In terms of ease of egg layers I would have to say that Zebra Danios are pretty dang easy. Or at least mine where. Let them get used to the tank together, do a large water change with an addition of slightly cooler water than was there... and watch. 

I believe that there are a lot of cichlids that are also easy to breed. emc really wants to sell people her breeding cichlid pairs. That there is an overabundance there tells you it's fairly easy. emc is also good with fish so that helps with ease of breeding. If you go that route I am sure she will tell you what you need to do in order to breed them successfully. I would also trust any fish she sends you, if they are not good fish, she won't sell.


----------



## BV77 (Jan 22, 2005)

kribs come to mind


----------



## P.senegalus (Aug 18, 2011)

I was trying to hold off on the cichlids because I don't have a tank big enough for them and when I get one I was going to try African cichlids.They're easy to breed too, right?

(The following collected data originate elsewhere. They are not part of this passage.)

PR #1808, opened 2022-07-19
Compatibility changes for Semantic Segmentation app

JohnDoll2023:
## Description ##

Adds compatibility for the DJL-Demo Semantic Segmentation app

- Transposes NDArray if dimensions matchup in BitmapImageFactory
- DataType for NDArray would change from the app due to using BitmapImageFactory and not BufferImageFactory, so added line to change DataType back to `UINT8` before returning image.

I bred cories once on accident too. I bought two, got another 1 from my friend and ended up with 30! I didn't even know it happened until I seen the fry.


----------



## Betta man (Mar 25, 2011)

Brichardi. I think you can keep a pair in a 10 gal.


----------



## iheartfish:) (Jan 19, 2011)

Shellies!!!!!!!!!!!!!!!!!!!!!!!!!!!! They are the shell dwellers of lake Tangyanika (sorry if I spelled it wrong :chair Anyway, they're awesome!!! Or maybe I just really want some.....


----------



## P.senegalus (Aug 18, 2011)

If my fish store had them I would get some


----------



## emc7 (Jul 23, 2005)

Convicts and jewels are, IMO, about the easiest egg-layers to breed. The fish do all the work. They chase/kill other fish to protect the spawn, clean a site, fan the eggs, pick out the fungused ones, lead the fry to food, chew up big food and spit out pieces for the fry, even lay another batch of eggs just for the first set of fry to eat, and guard to spawn from other fish for up to a year. 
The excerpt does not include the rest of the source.